→ **ASSIGNED TASK**:
Look through the data below and return each line where "Packed" appears.

:::::

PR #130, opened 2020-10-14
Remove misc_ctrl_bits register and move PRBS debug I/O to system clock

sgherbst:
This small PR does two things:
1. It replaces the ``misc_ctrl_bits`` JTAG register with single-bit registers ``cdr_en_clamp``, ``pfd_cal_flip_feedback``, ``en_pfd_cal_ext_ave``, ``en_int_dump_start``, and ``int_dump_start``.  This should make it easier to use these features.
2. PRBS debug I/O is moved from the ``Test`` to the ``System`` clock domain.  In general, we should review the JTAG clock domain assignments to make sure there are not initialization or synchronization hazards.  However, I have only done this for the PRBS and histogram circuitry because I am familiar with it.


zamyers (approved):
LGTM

:::::

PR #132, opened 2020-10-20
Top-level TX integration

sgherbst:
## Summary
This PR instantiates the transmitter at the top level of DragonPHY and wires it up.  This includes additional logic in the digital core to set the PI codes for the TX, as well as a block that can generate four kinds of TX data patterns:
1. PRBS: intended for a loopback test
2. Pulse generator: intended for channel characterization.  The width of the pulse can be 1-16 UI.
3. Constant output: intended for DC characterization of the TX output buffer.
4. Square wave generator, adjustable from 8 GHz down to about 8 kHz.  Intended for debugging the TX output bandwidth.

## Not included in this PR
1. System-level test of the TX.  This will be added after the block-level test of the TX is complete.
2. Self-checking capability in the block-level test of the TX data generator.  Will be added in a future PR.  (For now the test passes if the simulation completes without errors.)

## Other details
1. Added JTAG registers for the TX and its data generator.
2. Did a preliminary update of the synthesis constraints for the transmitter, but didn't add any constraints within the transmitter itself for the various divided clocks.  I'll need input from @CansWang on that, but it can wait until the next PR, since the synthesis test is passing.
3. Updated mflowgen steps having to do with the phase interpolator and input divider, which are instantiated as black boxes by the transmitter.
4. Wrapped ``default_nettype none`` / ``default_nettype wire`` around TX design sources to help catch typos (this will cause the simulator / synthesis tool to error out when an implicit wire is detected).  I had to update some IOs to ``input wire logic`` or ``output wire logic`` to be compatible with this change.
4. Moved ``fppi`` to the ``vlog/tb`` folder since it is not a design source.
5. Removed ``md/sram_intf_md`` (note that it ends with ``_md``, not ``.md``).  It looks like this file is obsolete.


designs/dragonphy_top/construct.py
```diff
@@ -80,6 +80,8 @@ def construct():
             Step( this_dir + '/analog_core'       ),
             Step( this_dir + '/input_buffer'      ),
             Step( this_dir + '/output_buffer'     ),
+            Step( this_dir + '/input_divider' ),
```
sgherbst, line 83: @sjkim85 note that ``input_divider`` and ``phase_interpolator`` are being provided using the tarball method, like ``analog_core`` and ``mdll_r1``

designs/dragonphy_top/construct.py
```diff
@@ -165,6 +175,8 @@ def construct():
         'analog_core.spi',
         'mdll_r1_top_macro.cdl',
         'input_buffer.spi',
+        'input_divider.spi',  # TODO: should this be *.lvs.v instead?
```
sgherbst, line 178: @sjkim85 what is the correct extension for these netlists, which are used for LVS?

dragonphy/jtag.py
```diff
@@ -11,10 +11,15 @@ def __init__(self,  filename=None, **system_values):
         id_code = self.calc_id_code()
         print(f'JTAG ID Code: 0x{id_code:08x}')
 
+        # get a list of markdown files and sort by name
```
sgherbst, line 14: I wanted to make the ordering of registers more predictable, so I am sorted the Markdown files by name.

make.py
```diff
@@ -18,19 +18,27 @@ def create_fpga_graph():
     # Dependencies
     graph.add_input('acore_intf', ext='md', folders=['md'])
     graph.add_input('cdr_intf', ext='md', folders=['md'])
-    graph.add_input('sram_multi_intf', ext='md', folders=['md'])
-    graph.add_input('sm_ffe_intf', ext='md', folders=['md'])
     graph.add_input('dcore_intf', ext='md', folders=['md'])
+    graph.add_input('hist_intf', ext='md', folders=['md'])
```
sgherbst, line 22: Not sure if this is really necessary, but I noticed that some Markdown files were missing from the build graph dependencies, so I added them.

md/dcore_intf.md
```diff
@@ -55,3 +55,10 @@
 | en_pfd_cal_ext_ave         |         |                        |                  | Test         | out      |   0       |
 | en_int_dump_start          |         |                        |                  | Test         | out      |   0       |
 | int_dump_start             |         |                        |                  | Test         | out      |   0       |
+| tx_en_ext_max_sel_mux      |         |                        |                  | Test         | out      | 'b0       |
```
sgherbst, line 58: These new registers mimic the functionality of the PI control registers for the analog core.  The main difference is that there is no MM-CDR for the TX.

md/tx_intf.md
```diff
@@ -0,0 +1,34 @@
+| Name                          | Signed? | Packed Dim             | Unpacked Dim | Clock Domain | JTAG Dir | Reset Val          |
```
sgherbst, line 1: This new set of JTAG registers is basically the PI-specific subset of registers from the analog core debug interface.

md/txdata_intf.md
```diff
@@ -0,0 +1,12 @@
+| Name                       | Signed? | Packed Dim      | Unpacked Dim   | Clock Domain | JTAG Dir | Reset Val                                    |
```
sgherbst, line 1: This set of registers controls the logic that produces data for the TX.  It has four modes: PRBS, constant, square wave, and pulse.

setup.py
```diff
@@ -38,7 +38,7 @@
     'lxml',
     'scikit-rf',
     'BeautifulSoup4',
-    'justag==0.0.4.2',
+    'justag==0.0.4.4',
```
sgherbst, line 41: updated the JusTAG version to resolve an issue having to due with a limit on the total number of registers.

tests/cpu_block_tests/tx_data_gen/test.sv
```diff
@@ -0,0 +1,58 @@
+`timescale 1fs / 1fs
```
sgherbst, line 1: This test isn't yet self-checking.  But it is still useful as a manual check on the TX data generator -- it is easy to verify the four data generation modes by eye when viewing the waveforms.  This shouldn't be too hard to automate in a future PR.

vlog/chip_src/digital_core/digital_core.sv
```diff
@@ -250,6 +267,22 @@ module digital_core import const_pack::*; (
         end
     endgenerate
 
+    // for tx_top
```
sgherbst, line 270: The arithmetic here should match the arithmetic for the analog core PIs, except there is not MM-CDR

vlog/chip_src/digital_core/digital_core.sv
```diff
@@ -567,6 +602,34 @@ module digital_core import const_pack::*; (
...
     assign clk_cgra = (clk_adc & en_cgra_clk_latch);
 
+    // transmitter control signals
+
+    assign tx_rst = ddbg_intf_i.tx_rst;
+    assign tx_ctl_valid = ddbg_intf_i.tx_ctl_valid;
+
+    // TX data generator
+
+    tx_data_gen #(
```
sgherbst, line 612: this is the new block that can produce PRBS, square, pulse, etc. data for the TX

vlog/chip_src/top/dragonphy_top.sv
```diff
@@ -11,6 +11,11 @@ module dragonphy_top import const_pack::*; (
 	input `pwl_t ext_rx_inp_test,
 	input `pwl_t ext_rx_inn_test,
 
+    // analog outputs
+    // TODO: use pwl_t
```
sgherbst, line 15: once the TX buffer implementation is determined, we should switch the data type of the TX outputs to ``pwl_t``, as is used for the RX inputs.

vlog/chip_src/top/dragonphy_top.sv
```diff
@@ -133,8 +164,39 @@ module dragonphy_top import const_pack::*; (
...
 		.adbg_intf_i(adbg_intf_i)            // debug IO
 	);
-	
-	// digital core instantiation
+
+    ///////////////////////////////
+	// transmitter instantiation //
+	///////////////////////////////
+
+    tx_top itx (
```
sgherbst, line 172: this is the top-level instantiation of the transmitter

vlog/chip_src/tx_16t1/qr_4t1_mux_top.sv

:::::

→ **EXERCISE ANSWER**:
+| Name                          | Signed? | Packed Dim             | Unpacked Dim | Clock Domain | JTAG Dir | Reset Val          |
+| Name                       | Signed? | Packed Dim      | Unpacked Dim   | Clock Domain | JTAG Dir | Reset Val                                    |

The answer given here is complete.